I am working on building a model using MLR package by supervised methods. The steps I followed are
1) Cleaned the data
2) Applied feature selection(Correlation based Feature Selection)
3) Did prediction using MLR package
library(mlr)
mlr_data <- as.data.frame(scale(df_allF[,res.cfs]))
mlr_data$label <- factor(df_allF$label)
NAN_col <- sapply(mlr_data, function(x) all(is.nan(x)))
mlr_data <- mlr_data[,!NAN_col]
task <- makeClassifTask(data = mlr_data,target = "label")
task <- normalizeFeatures(task,method = "standardize")
lrn = makeLearner("classif.rpart", predict.type = "prob")
rdesc = makeResampleDesc("LOO")
rin = makeResampleInstance(rdesc, task)
#Search for hyperparameters
ps <- makeParamSet(
makeIntegerParam("minsplit",lower = 10, upper = 50),
makeIntegerParam("minbucket", lower = 5, upper = 50),
makeNumericParam("cp", lower = 0.001, upper = 0.2)
)
ctrl1 = makeTuneControlRandom(tune.threshold = TRUE)
lrn1 = tuneParams(lrn, resampling = rdesc,task = task, measures = acc, par.set = ps, control = ctrl1)
rpart.tree <- setHyperPars(lrn, par.vals = lrn1$x)
t.rpart <- train(rpart.tree, task)
getLearnerModel(t.rpart)
tpmodel <- predict(t.rpart, task)
cat("\nConfusion Matrix before setting Threshold:\n ")
calculateConfusionMatrix(tpmodel)
threshold.update <- lrn1$threshold
tpmodel <- setThreshold(tpmodel,threshold.update)
cat("\nConfusion Matrix after setting Threshold:\n ")
calculateConfusionMatrix(tpmodel)
cat("\nMeasures : ")
m1 <- performance(tpmodel, acc)
m2 <- measureF1(tpmodel$data$truth,tpmodel$data$response,"Healthy")

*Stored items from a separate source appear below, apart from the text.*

PR #934, opened 2022-11-29
fix: location of freshclam.conf

VB-at-Bis:
Implements #275

Using dynamically created freshclam.conf file (sored in /tmp because it's the only writable folder available for lambda).
freshclam executable could not access freshclam.conf file located in the same /opt/bin folder.


marcellmueller (approved):
:rocket:

PR #943, opened 2022-12-01
881 create rfi

marcellmueller:
Front end ticket for #881 

Since we had to create new pages for this it also includes a somewhat hefty relay fragment refactor for all of the `/analyst` route subpages and some tests. 

Also fixed the typography so the font base size is 16px instead of 18px.


VB-at-Bis (approved):
LGTM

Issue #37, opened 2022-04-05
Analyst - List RFIs


eazeredo:
## User Story
As an Analyst
I want to see what RFIs were sent to an applicant
So that I can have a record.

## Acceptance Criteria:

- [x] **Sort RFIs by most recent created**
	Given I'm analyzing an application
	When I click on RFI in the sidebar
Or I press save in a new RFI
	Then I see a list of existent RFIs sorted by most recent created (created on - Descending)
#
- [x] **Scenario: display after save**
    Given that an analyst has filled fields on an RFI
    When they press save
    Then the fields will be displayed at the top of the RFI page
#
- [x] **Show 'not received' text for Files not received yet - Empty state**
    Given an existent RFI
    And one or more files have been requested
    When the applicant has _not_ uploaded the requested files
    Then the RFI page will state "not received" in light grey
#
- [x] **Show applicant's files**
    Given an RFI has been requested
    And one or more files have been requested
    When the applicant uploads the requested files
    Then the filenames will appear
#
- [x] **Download applicant's files**
    Given the applicant's files are displayed 
    When I click on the filename
    Then the file will begin downloading
    Applicant file names will be prefixed with CCBC ID (e.g. CCBC-010001 - Template 1.xlsx)

#
- [x] **Scenario: download email files**
    Given that an analyst has saved an RFI
    and uploaded a file
    When they click on the filename
    Then the file will begin downloading
    Email file names will be prefixed with CCBC ID (e.g. CCBC-010001 - Template 1.xlsx)
#

## Not included:
- Edit button is part of another ticket #895
-

## Technical Analysis
- What is the front-end complexity?
- Do it require creating or updating a component?
- Any work on the back-end?
- Integration?
- Any changes in database structure?
- What types of tests that we need to create and run?
- Impacts on DevOps?
- Other risks and potential side effects?
- Which documentation needs to be updated?

## Wireframes
[**Wireframe**](https://www.figma.com/file/nhOquOVmWD1P3BxEY0KIh5/CCBC-Intake?node-id=8194%3A50768&t=PtcAayUyV4IigGnM-4)
**Files not received yet - Empty state**
![RFI_list.jpg](https://images.zenhubusercontent.com/61ae5dab07758299775d9d78/0b94a383-7af8-4768-beb1-79770b58443a)

**Files received**
[...]

PR #950, opened 2022-12-03
37 analyst list rfis db

VB-at-Bis:
Implements #37


VB-at-Bis:
Same can be achieved with graphql query

Issue #939, opened 2022-11-30
Virus scan - handle tagged files


MarsRomer-zz:
As an analyst 
I need to be sure files with virus' don't get downloaded to my computer
so I can keep the government system clean and dependable

Description:  When the virus scanner finds a tagged file, we need a way to prevent it from downloading  in any way to anyone's machine.

## Acceptance Criteria
 - [ ] We (CCBC button inbox and PO) should get email notification when there is a file with virus that is uploaded by the applicant
 - [ ] If there is one or more tagged file then the Download Attachments button will not work 
or 
- [ ] Given a file is infected
When an analyst clicks "export all"
Then the file is replaced with an empty file with the prefix 'Corrupted_'

## Technical Analysis
Steps how to react to email notification about infected file.
If there is an infected file, the CCBC ID and the file type and name will be determined by a query in Metabase (tbd) and the file will be deleted from the S3

MarsRomer:
@elliottSlee @zoeyli-46  I would like to bring this ticket into our next sprint, please take a look to see how we want to handle files with virus - something to discuss at sprint planning

MarsRomer:
Hey team! Please [add your planning poker estimate](https://app.zenhub.com/workspaces/CCBC---Delivery-Board-61c0c1204c8bcb001491c5f3/issues/bcgov/CONN-CCBC-portal/939?planning-poker) with Zenhub @AntBush @marcellmueller @VB-at-Bis

PR #951, opened 2022-12-05
feat: update terraform to provision SNS topic for lambda notifications

VB-at-Bis:
Implements #939 (part 1)

 [x] We (CCBC button inbox and PO) should get email notification when there is a file with virus that is uploaded by the applicant


marcellmueller (approved):
Looks good!

PR #959, opened 2022-12-07
feat: use updater to manually link new formData object

AntBush:
Issue has to do with creating a new record and Relay not knowing what to link it to: https://github.com/facebook/relay/issues/1652#issuecomment-343332001 

This uses an updater to fix the problem, an optimisticUpdater should also be added to fix this issue since right now it switches back and forth from the old FormData (from the optimistic response not having the data) to the new FormData (after the updater runs with the response)


VB-at-Bis (approved):
Looks good

PR #965, opened 2022-12-08
895 edit rfi

AntBush:
Implements # 895

While in draft, is branched off of `37-list-rfi`, should be rebased onto master before being put into review

### DIFF
--- a/app/pages/analyst/application/[applicationId]/rfi/[rfiId]/index.tsx
+++ b/app/pages/analyst/application/[applicationId]/rfi/[rfiId]/index.tsx
@@ -9,6 +9,9 @@ import { RfiIdQuery } from '__generated__/RfiIdQuery.graphql';
 
 const getRfiIdQuery = graphql`
   query RfiIdQuery($rowId: Int!) {
+    rfiDataByRowId(rowId: $rowId) {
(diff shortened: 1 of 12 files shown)


app/pages/analyst/application/[applicationId]/rfi/[rfiId]/index.tsx
```diff
@@ -9,6 +9,9 @@ import { RfiIdQuery } from '__generated__/RfiIdQuery.graphql';
 
 const getRfiIdQuery = graphql`
   query RfiIdQuery($rowId: Int!) {
+    rfiDataByRowId(rowId: $rowId) {
```
Comment (marcellmueller) [inline app/pages/analyst/application/[applicationId]/rfi/[rfiId]/index.tsx:12]: This `rowId` is using the `applicationId` as you can see in the `variablesFromContext` at the bottom of the file so it returns the incorrect rfi to edit.

Easy to see how this would be confusing given the poorly named query due to relay naming conventions. Though this query still needs the `applicationId` as it is used in the `AnalystLayout_query` fragment.

Comment (AntBush) [reply app/pages/analyst/application/[applicationId]/rfi/[rfiId]/index.tsx:12]: Ah thanks, great catch

marcellmueller (approved):
:ship:

PR #969, opened 2022-12-08
chore: release v1.21.1

AntBush:
Release to include fix for logic error to fully fix assessments


AntBush:
@marcellmueller @VB-at-Bis no rush to merge this one, we can do it after the load testing

VB-at-Bis (approved):
Looks safe

PR #977, opened 2022-12-10
feat: add haproxy timeout to secure route chart

marcellmueller:
Implements # \<issue number\>


wenzowski (approved):
Confirmed fix for 504 timeout at 30s by manual testing

PR #3614, opened 2020-01-22
core: add platform logging service

ehmry:
If the root child requests a LOG service with the label "platform" then
return a LOG session that logs messages directly to kernel. This is to
allow a remote test controller to recognize messages produced by an
privileged local test harness.

---

This patch makes it possible for some components to write messages directly to the serial (platform) log. This allows Genode logs to be processed by using the [Test Anything Protocol](http://testanything.org/) or Sotest.

The "platform" label was the first thing that came to mind, I'm not attached to the name.

Sotest example: https://opensource.sotest.io/results/37/381
Sotest harness: https://git.sr.ht/~ehmry/genode-sotest-producer/tree/master/src/sotest-harness/component.cc


m-stein:
Hi Emery!
I might be absolutely wrong here but isn't this what Genode::raw(args); is for?
``base/include/base/log.h``

ehmry:
I never knew about `Genode::raw(...)`, but at least on linux it prefixes output with `Kernel: `.

skalk:
Hi Emery, actually it prefixes with kernel, because it is directly
printed by it, which has no knowledge about the label to use. With
other words: with Genode::raw(...) you get direct, low-latency output,
but without the knowing which component printed the message, which is
only a problem if you have to use it cross-component-wise.

On Thu, Jan 23, 2020 at 04:29:21AM -0800, Emery Hemingway wrote:
> I never knew about `Genode::raw(...)`, but at least on linux it prefixes output with `Kernel: `.
> 
> -- 
> You are receiving this because you are subscribed to this thread.
> Reply to this email directly or view it on GitHub:
> https://github.com/genodelabs/genode/pull/3614#issuecomment-577660941

-- 
Stefan Kalkowski
Genode labs

https://github.com.skalk | https://genode.org

nfeske:
In hindsight, prefixing the messages with "Kernel:" was probably not a good idea. When seeing such a message, one intuitively thinks that the kernel has something to tell. The prefix was meant to make it easy to distinguish those messages from the regular log. Since the messages are green, this distinction is already easy enough. So I'd be fine with dropping the prefix.

Regarding the raw function, note that this debug feature is not available on all kernels. On NOVA it is not available.

Emery, does the existing `raw` function meet your needs?

ehmry:
The important thing is that some component can print to serial output without any prefix at all, escape characters included. Printing without any prefix at all seems counter to the Genode-way, but I think it works well because this would only happen in the case that core or an explicitly configured component, so really it should be quite dependable in the case of testing.

`raw` would work for me if it was free of prefix, but seems odd that it is available to arbitrary components.

If it not useful upstream I can also just sit on the patch.

nfeske:
> raw would work for me if it was free of prefix, but seems odd that it is available to arbitrary components.

That's why I asked. ;-) `raw` is indeed just a handy debug utility - one that would be disabled in a production system. In contrast, your proposal is a generic solution. I like the idea.

Implementation-wise, I'd prefer to keep a single `Log_session_component` class with a new const boolean member `_prefix` initialized by the constructor (dependent on the session label). If false, the `write` method would skip the prefixing. Intuitively, I think that this patch would be simpler.

chelmuth:
Do I understand correctly that the feature you request/implement is a kind of LOG-session attribute for configuring if the session should be labeled or not? If yes, I'd prefer to name the magic label `unlabeled` and implement it just as a bool member of `Log_session_component` (in contrast to a new class).

ehmry:
Yes, this is really about labeling or not labeling. I've pushed new patch that uses `unlabeled` as magic and reuses `Log_session_component`, but with an alternative to checking a conditional.

nfeske:
Thanks @ehmry for the new patch. I merged it to staging now.

PR #3674, opened 2020-02-29
hw: Add component for making basic ARM PSCI calls.

### LINKED ISSUE #3672: Add shared component for making arm PSCI calls.
It'd be nice to have a shared component that arm platforms can use in order to make PSCI calls.

tworaz:
So far this only exposes two functions allowing the code to turn on
additional CPUs. There is much more functionality defined by PSCI spec
but so far its not needed by Genode.

Fixes #3672


skalk:
Already outdated by recent work on issue #3672

PR #3675, opened 2020-02-29
hw: Add support for Qemu virt arm platforms.

### LINKED ISSUE #3673: Add support for Qemu arm virt machines to base-hw
My long term goal is to add VirtIO driver framework and nic, input and framebuffer VirtIO drivers to Genode. The x86_64 qemu q35 machine can use VirtIO devices out of the box. The situation on arm is a bit more complex and VirtIO devices can only be exposed for custom "virt" machines. The goal here is to allow Genode using base-hw kernel to boot on such "virt" machines.

tworaz:
This patch adds support for booting base-hw kernel on qemu-arm virt
machines. The arm_virt machine has 2GB of RAM, 2 Cortex A15 cores and
uses GICv2 interrupt controller. The arm_64_virt machine also has 2GB of
RAM, but has 4 Cortex A53 cores and uses GICv3. Both machines use PSCI
to boot additional CPU cores.

Fixes #3673


tworaz:
For the record, this patch needs PSCI component from #3672 to work.

skalk:
Already outdated by recent work on issue #3673

Issue #3299, opened 2019-04-18
platform_drv for ARM universe


skalk:
The current state of ARM device drivers for Genode is a diverse conglomeration of approaches. Most of them reference resources from board-specific definitions in `repos/base/include/drivers/defs`, although they are not necessarily bound to a specific board and its resource names. A good example here is the NXP i.MX series we broadly support. Those boards share more or less the same devices. There are even some driver examples in our codebase that depend on a board and a kernel (drivers for rpi).

In more recent drivers we tried to address this problem of re-instantiating the same driver component using different boards resp. resources, e.g., the FEC nic driver. The problem here is that the configuration of the driver is not necessarily enforced when it directly routes to the IRQ and MMIO services of core. Because core implements no policy. Therefore, it would be nice if the drivers get their resources from a middle-component like the `platform_drv` for x86.

Some Genode ARM drivers already depend on a `platform_drv`, but sadly the API for the `platform_drv` is not generic not even with regard to the same architecture. Nowadays, there are `platform_drv` implementations for: arndale  imx53  odroid_x2  rpi  x86, and each of them provide their own interfaces. Things get even more complicated if you prepare packages for those device and platform drivers, because the depot packages are principally build for an architecture and not a specific board, e.g., refer to the existent platform_drv package.

My proposal for a step out of chaos, would be the following:

Move the current x86 `platform_session` API to be a generic one. It actually aggregates the possibility to iterate over devices and to get DMA capable memory. Both aspects would be useful for ARM too. The `platform_device` on the other hand will stay architecture dependent (although the current x86 variant is more relying on PCI bus properties, which can get interesting for ARM too). For ARM we need to get the I/O memory mapped registers in form of a dataspace here, as well as the interrupt resource. Moreover, we need the ability to turn the device on and off. For the time being I think it would be ok to implicitly do this when claim/release the device.
Then we have a zoo of different information a driver might be interested in, like clock rates, framebuffer dimensions (from the rpi gpu), MII bus configurations, and so on. Because this would blow up a sane API, we need a generic way of exporting that configuration to the driver. A config rom exported by the `platform_device` naturally comes in my mind.

tomga:
@skalk could you plese answer my questions below? That would help me to verify if correctly understand current situation.

> Move the current x86 platform_session API to be a generic one. It actually aggregates the possibility to iterate over devices and to get DMA capable memory. Both aspects would be useful for ARM too. 

[...]

PR #3722, opened 2020-04-02
Add support for VirtIO drivers in Genode

tworaz:
This set of patches adds initial support for VirtIO device drivers in Genode. It first defines a new set of interfaces which VirtIO device drivers can use to locate, configure and manage VirtIO devices. The service side of these new interfaces is represented by a virtio_pci driver. The client side, aka device driver is represented by a nic driver. This driver should be fully capable of running all existing Genode networking scenarios.

In order to actually make it possible to use the newly introduced nic driver in existing qemu based networking scenarios I've did a bit of code consolidation around qemu nic setup code.

Since PCI support in Genode is right now limited to x86_64, which already has tested and working nic drivers, I've decided not to make this new nic driver a default one for x86_64 qemu machines. To use this new driver one has to manually add "virtio" to etc/specs.conf. After than scenarios like ping, fetchurl, nic_router_flood should automatically use the new driver.

In order to keep this patch set as simple as possible I've decided to not include virtio MMIO bus implementation initially. It would allow the nic driver to also work on recently added qemu virt machines. The MMIO based bus driver I've implemented does require Flatten Device Tree parser which according to @nfeske might need some consideration. I'll submit a separate PR for FDT and VirtIO MMIO support once this patch set lands on staging.

I wasn't sure how to best submit this since the patches depend on each other. If required I can submit them individually.


skalk:
Thank you @tworaz for sharing your thoughts and VirtIO work with us. I will review your pull request carefully within the next days.

skalk:
@tworaz Thanks again for your contribution! I really like to read your carefully drafted and sane code. Especially that you first cleanup the usage of NIC in Qemu scenarios within the run-scripts.

Nevertheless, I'm hesitating to take your pull request one-by-one, because of the introduction of the Virtio session interface. When reading through your commits, I've seen that you spend a lot of effort into this, which cuts me to the quick. But we try to limit the uncontrolled growth of session interfaces within Genode. In fact, one of the strengths of the framework is to have only few interfaces re-used at different places. That is why, we are very cautious nowadays to introduce new session interfaces, and better try to consolidate existing ones.

To me your Virtio session interface seems like a candidate for implementing the Platform_session/Platform_device interface. As you wrote in your commit messages, it is quite similar to the existent PCI interface, which is the Platform driver's interface currently used on x86. Please correct me if I'm wrong, or do not see specific things.

To me it seems like a good idea to consolidate the Virtio bus component together with the current consolidation work of the Platform driver (see issue #3299). Maybe we can also discuss the design in a separate issue. What do you think about this?

tworaz:
@skalk I figured this might be the case given the discussions in #3299. I fully understand your reasoning and can't say I don't agree with it. Part of the reason virtio_session is a separate interface is I started working on it back in 2019 and at that time making Platform_session/Platform_device to also cover non-x86 platforms seemed like a too big task for me to handle. Certainly not something that I could attempt to do in my spare time.

Please feel free to take parts of this PR you think are useful and discard the rest for now. Once the  #3299 is done and the dust settles I'll try to re-write my code. Until that happens I'll keep using my virtio_session interface on my private work branch ;)

skalk:
@tworaz I'm happy you take it like this. In case it gets urgent, I would cherry-pick parts from your topic branch. But I think forthe moment we can close the pull-request until the dust settled, as you phrased it ;-). Do you agree?
Apart from that, I still like to invite you to continuously share your view and needs regarding the platform driver API for a Virtio platform driver during this stage of design discussion in issue #3299.

tworaz:
@skalk I'll close this PR then. Once again thanks for the time you took to look at this code.

PR #3824, opened 2020-07-15
platform_session: Add missing include.

tworaz:
The code uses Genode::Attached_dataspace but fails to include header
declaring this type.


skalk:
@chelmuth I'm fine with the correction. Thank you @tworaz for sending it.

skalk:
I've fixed this issue implictly while extending the platform driver. That is why I would like to close this pull request. Thanks again for the contribution!

PR #3825, opened 2020-07-15
Initial support for VirtIO device drivers in Genode

tworaz:
This is a new version of the code I initially proposed in #3722. This new version of the original patchset no longer features a dedicated virtio bus driver with its own custom session interface. It instead relies entirely on existing platform_session and platform_device interfaces. Fortunately nowadays Genode those interfaces are available on both ARM and x86_64.

Most of the code that used to reside in MMIO and PCI implementations of the VirtIO specific session interface was moved into virtio specific helpers. Those helpers are intended to be used by individual device drivers. The virtio queue helper class is transport independent. The virtio device abstraction however is closely tied to a specific transport. This patchset adds virtio device helpers for both MMIO and PCI transports. They are completely independent from each other, but offer exactly the same public API. This allows the majority of the driver logic code to be shared, regardless of the virtio transport being used. Only the initial startup code responsible for platform device discovery and initialization of Virtio::Device instance need to be different.

Qemu VirtIO device setup is not static, it depends on presence and order of command line switches. On x86_64 this is not a problem since we locate the necessary devices via PCI bus. On arm virt machines using MMIO transport the situation is not  as simple. To solve this qemu does provide a DTB binary describing machine setup via an emulated flash chip. I've used that in my original patchset, but since adding FDT support to Genode seemed to be a bit of a concern I've decided to take a slightly different approach this time. The number of potential VirtIO devices and their base addresses are hard coded in qemu sources. We just don't know if each of those devices is present or what type of device it is. We can however probe this at runtime by examining each device registers. Such probe can yield enough information to allow us to produce a sensible config for existing arm platform driver. This is done by a virtdev_rom driver introduced by one of the patches.

Similar to my previous attempt this patch series contains a fully functional NIC driver implementation based on the new APIs I've introduced. In the current form its known to work on x86_64 pc machine and arm_v7a qemu_virt. It can also be made to work on qemu_virt arm_v8a. The problem is I have no clue how to convince Genode build system to allow generic arm platform driver to be also used on arm_v8a/qemu_virt. It currently has "REQUIRES = arm" in its target.mk file which apparently implies its arm_v7a only. To test my code on arm_v8a I've basically copied all arm platform_drv code into arm_64 subdirectory of os/src/drivers/platform. This works but is obviously not a correct solution. @skalk I hoped you'll have some idea how to solve this. It'd be said if generic arm platform dirver was limited only to armv7.


skalk:
@tworaz: thank you so much for this great contribution. Your description sounds very promising. However, I'm on the go to summer holidays. That's why I cannot review the code immediately, but in about three weeks.
To shortly answer your question regarding arm_v8a and arm. Having two different architecture target.mk files is no concern. You couild reference the very same compilation units, but only double the target.mk Makefile. But the platform driver API is the more urgent problem, because it is by now architecture dependent. A short solution is to add headers to the arm_v8a include directory that include the arm variant. The midterm solution is to get rid of the differences of the x86 and arm API, consequently having only one generic API left.

tworaz:
@skalk Thanks for the hint. I hoped there would be a nicer solution to arm/arm_v8a platform_drv problem, but this should also work. At some point I'll push a separate patch doing this, I don't want to introduce any more chagnes in this series.

Please take as much time as you need to review this. I'm not in a hurry :)

skalk:
@tworaz: I've took the time to look into your commit series more carefully, and play around with it. Let me first tell you how enthusiastic I was when reading it. It is a pleasure to see how you used Genode's abstractions in an apparently natural fashion!

Having said this there are still some roadblocks, which hindered me to merge it right now into upcoming release 20.08.
The most pressing one is: we still use a too old Qemu version in our test infrastructure to support the non-legacy viortio-mmio devices. Therefore, we either would add driver packages untested, or even would break the test-runs for virt_qemu in general.
We are willing to change this quite soon after the release. But it is too hot to change it right now.
 
Another minor issue is the introduction of additional SPEC variables. It is not your fault! Genode apparently uses those variable, however we eliminated the excessive usage of them in the past for several reasons (and still do so). The rank growth made it difficult to track how a component gets assembled. More relevant: Genode's nowadays favored depot package management does not align with the usage of SPEC variable very well - apart from architecture itself. To sum it up as a rule of thumb: use architecture-only relevant SPEC variables please.
To circumvent the additional usage of virtio SPEC variables, we need to add a virt_qemu target for x86 to test the virtio-pci devices right now. Actually, a plan I would like to follow.

Regarding the introduction of the virtio_rom component. I really like how you solved the issue of dynamic platform devices by probing and creation of a config rom. Nevertheless, although it perfectly aligns with Genode's component approach, I think it is not really necessary. The way we call qemu is under our own control, and I think we can enforce the same device settings for virt_qemu under all circumstances. Thereby we do not have changing i/o resources. For instance we could always start qemu with different device models, whether they are used or not. Do you agree, or do I oversee something? Alternatively, when playing with your commits using different qemu versions, I was using this commandline switch: "-device virtio-net-device,bus=virtio-mmio-bus.0 ...". I wondered isn't the number behind virtio-mmio-bus telling the qemu the position of the mmio device?

I've prepared an issue branch for you with a stripped down version of your commits using the virtio api and driver packages, but without the virtio-pci device package. It can be used to drive AARCH32 and AARCH64 when having Qemu >= 4.2.
If you are ok with it, I would favor to integrate that in the first place, as soon as our testing infrastructure qemu got updated.
After that I would like to wait until I put pci-discovery into the current arm platform driver and unified it with x86. Then it is a good point in time to consolidate the qemu driver landscape in between x86 and arm. I hope this is in line with your own plans, and you understand my reasons.

Thanks you again for your great contribution, it is very much appreciated!

skalk:
I forgot to refer to the topic branch: https://github.com/skalk/genode/tree/virtio_nic

tworaz:
Thanks for finding the time to look at the code.

Don't worry about landing the code before 20.08 release. I generally follow any specific release. My work branches are usually based on master, or sometimes even staging where some interesting change land there (ex I switched from master to staging when Norman replaced Framebuffer with Capture sessions recently). Also I'm using pretty recent versions of Qemu so its good that your test infra also checks older releases.

Regarding x86 and PCI its generally something I have relatively low interest in. I implemented it since I felt this would be valuable setup to test the common driver code, but nothing more besides that. I'm mostly interested in arm/arm_64 without PCI support, so please feel free handle this part of the patchset as you see fit.

I did not know SPEC variables are considered a relict of the past and something that should generally be avoided. It might be a good idea to document this somewhere.

The automatic detection of virtio devices is something that is probably more convenient for me than for you guys. I have some additional drivers that I would like to submit at some point (keyboard, mouse, framebuffer) and those can obviously be easily hard coded in proper places once the drivers get submitted. Unfortunately I also have some drivers that are unlikely to land in the main repository. With virdev_rom I don't have to touch any of the config files to locate those devices on Genode side. Still even if the component doesn't get merged into main repository I can maintain it on my end. I mostly have my own run scripts for my own stuff so I can easily insert virtdev_rom component into my test scenarios.

Your branch looks fine to me please feel free to merge it whenever you feel its ready. The only question I have is what to do about the PCI stuff, will you handle it when the time is right, or should I handle it at some point?

nfeske:
> I did not know SPEC variables are considered a relict of the past and something that should generally be avoided. It might be a good idea to document this somewhere.

SPEC variables won't go away but their scope is narrower today than in the past. The move away from the SPEC mechanism was motivated by the unification of build directories and the introduction of the kernel-agnostic ABI. It is not a clear-cut change but rather a slow transition. You can find it described in more detail here: https://genode.org/documentation/release-notes/19.05#Unified_build_directories_for_ARM

skalk:
> The automatic detection of virtio devices is something that is probably more convenient for me than for you guys. I have some additional drivers that I would like to submit at some point (keyboard, mouse, framebuffer) and those can obviously be easily hard coded in proper places once the drivers get submitted. Unfortunately I also have some drivers that are unlikely to land in the main repository. With virdev_rom I don't have to touch any of the config files to locate those devices on Genode side. Still even if the component doesn't get merged into main repository I can maintain it on my end. I mostly have my own run scripts for my own stuff so I can easily insert virtdev_rom component into my test scenarios.

Well, then I think we can also live with the minor additional complexity when the flexibility is needed here. I can re-build the commit series to use the virtio_rom.

> Your branch looks fine to me please feel free to merge it whenever you feel its ready. The only question I have is what to do about the PCI stuff, will you handle it when the time is right, or should I handle it at some point?

I'll keep track of the PCI stuff. Thank you for your feedback!

skalk:
@tworaz I've re-worked the commit series after updating our buildbot infrastructure to use a more recent Qemu version,
re-added the virtdev_rom platform driver config generator for convenience reasons. I changed its sematic a bit to meet recent changes in the device_rom generation of the platform driver, for example I removed the io_mem offset workaround in it, because the platform driver now exports such information.
I extended the run-script adaptions (append_qemu_nic_args) to meet all run-scripts, and added missing support for qemu_virt on AARCH64 as well. In my eye the pull-request is now ready for staging.
@nfeske @chelmuth please have a look at my merge_to_staging branch, whether you agree with the commit series.

nfeske:
Thanks @tworaz and @skalk for the great series of commits! Thanks for paying so much attention to the details such as including documentation, adding an xsd file, and adhering our coding style. The cleanup of the run scripts regarding the qemu nic config is also very welcome.

I merged the commits to staging, accompanied by the minor fixup https://github.com/genodelabs/genode/commit/158ca1b027d6cdb22dbcf7a8de75c2d3af15f725.

@tworaz are you fine with the commits in their current form? I'm seeking your confirmation as they will appear in the git history naming you as the author.

tworaz:
@nfeske @skalk, sorry for the late response. I had a quick look at the version of the patches that got merged to staging branch and they look fine to me. Big thanks for finding the time to look at my code and for improving it.

nfeske:
@tworaz Thank you for the confirmation. :-)

PR #3950, opened 2020-11-13
Upstream/clang fixes v2

tworaz:
This is another small collection of fixes for pretty generic and trivial issues raised by clang 11.

### DIFF
--- a/repos/base-hw/src/bootstrap/spec/x86_64/platform.cc
+++ b/repos/base-hw/src/bootstrap/spec/x86_64/platform.cc
@@ -246,13 +246,6 @@ struct Lapic : Mmio
 	Lapic(addr_t const addr) : Mmio(addr) { }
 };
 
-static inline Genode::uint64_t rdtsc()
-{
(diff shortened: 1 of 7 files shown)


nfeske:
Thanks for the next batch of fixes.

To silence the warnings about unused arguments, removing the argument name instead of adding a new line like `(void)msg;` would avoid the addition of a new (and fairly uninteresting) line.

tworaz:
@nfeske thanks for the suggestion. The problem should be fixed in the updated PR.

ehmry:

cat("F1 = ",m2,"Accuracy = ",m1)
The results of F1 and Accuracy when
Dataset with all Features
F1 = 0.923, Accuracy = 0.928
Dataset with selected features(CFS)
F1 = 0.863, Accuracy = 0.857
Dataset with selected features using Information Gain
F1 = 0.8947, Accuracy = 0.904
Here, the results are not improving. The whole dataset consist of 154 features and 42 columns.
Do I have a solution or reason for this? I tried most of Feature Selection method.But no improvements.
The feature selection methods you're using don't use the performance of a classifier to select features. For that, use a wrapper method that explicitly takes performance into account. That said, there's no guarantee that feature selection will improve performance.